== Supplied material ==
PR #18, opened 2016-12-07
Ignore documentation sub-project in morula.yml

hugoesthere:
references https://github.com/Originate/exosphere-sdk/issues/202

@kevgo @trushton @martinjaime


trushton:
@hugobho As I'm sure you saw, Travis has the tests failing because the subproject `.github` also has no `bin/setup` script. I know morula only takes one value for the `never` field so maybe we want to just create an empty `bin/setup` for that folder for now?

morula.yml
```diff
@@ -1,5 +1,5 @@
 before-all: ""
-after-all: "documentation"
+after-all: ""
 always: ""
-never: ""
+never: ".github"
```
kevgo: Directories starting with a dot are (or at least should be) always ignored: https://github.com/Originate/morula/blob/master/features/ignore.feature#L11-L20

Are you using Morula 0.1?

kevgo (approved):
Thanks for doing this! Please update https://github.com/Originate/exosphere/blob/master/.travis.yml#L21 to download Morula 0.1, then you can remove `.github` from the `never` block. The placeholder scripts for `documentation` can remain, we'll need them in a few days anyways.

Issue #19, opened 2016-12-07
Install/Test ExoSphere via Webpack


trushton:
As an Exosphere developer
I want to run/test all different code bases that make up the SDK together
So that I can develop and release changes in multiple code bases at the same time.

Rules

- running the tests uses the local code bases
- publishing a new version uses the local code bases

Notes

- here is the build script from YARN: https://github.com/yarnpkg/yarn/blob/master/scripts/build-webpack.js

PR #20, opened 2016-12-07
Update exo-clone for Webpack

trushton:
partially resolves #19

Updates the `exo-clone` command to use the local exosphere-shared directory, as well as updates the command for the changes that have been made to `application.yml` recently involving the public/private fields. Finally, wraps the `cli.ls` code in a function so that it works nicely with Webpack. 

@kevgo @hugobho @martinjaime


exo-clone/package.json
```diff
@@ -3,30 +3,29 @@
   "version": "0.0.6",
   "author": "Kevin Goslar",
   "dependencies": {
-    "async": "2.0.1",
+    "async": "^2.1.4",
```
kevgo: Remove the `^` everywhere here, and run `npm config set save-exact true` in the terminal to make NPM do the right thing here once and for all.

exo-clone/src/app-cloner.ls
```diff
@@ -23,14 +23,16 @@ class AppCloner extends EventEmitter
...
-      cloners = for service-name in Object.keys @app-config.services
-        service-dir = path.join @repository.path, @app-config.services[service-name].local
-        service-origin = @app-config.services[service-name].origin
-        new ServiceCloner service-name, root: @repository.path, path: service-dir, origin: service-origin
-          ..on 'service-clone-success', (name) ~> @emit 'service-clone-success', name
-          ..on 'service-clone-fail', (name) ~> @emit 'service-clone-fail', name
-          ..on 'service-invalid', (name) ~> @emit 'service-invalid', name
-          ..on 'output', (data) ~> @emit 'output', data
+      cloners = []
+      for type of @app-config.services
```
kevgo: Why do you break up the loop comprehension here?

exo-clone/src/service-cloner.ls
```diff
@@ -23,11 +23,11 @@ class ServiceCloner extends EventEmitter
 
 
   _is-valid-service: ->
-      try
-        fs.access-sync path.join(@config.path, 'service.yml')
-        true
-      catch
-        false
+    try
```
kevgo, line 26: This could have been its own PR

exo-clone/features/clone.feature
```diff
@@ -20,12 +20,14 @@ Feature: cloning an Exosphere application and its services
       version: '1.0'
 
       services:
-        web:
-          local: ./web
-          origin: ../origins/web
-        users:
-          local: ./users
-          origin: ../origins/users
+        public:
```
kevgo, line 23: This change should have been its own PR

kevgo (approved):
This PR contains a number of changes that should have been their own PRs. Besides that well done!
* * *
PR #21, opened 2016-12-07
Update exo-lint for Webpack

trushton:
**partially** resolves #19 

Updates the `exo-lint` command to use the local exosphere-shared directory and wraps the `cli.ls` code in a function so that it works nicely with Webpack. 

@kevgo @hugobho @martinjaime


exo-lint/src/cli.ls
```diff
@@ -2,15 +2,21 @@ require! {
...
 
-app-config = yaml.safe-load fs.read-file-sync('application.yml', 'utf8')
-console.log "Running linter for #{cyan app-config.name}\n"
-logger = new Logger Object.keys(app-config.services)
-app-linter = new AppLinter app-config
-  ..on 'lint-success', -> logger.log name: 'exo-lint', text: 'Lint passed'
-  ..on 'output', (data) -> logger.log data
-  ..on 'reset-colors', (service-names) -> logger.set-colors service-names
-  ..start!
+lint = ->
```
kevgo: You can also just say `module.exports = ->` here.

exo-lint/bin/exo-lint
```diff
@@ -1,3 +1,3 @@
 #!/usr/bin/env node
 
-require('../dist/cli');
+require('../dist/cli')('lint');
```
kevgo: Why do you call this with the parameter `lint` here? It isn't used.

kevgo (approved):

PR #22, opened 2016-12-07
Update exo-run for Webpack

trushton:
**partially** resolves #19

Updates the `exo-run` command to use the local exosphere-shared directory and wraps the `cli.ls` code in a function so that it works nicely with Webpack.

== Work order ==
Check each line of the records for the word "resolves" and extract those that contain it.

== Reply ==
partially resolves #19
**partially** resolves #19 
**partially** resolves #19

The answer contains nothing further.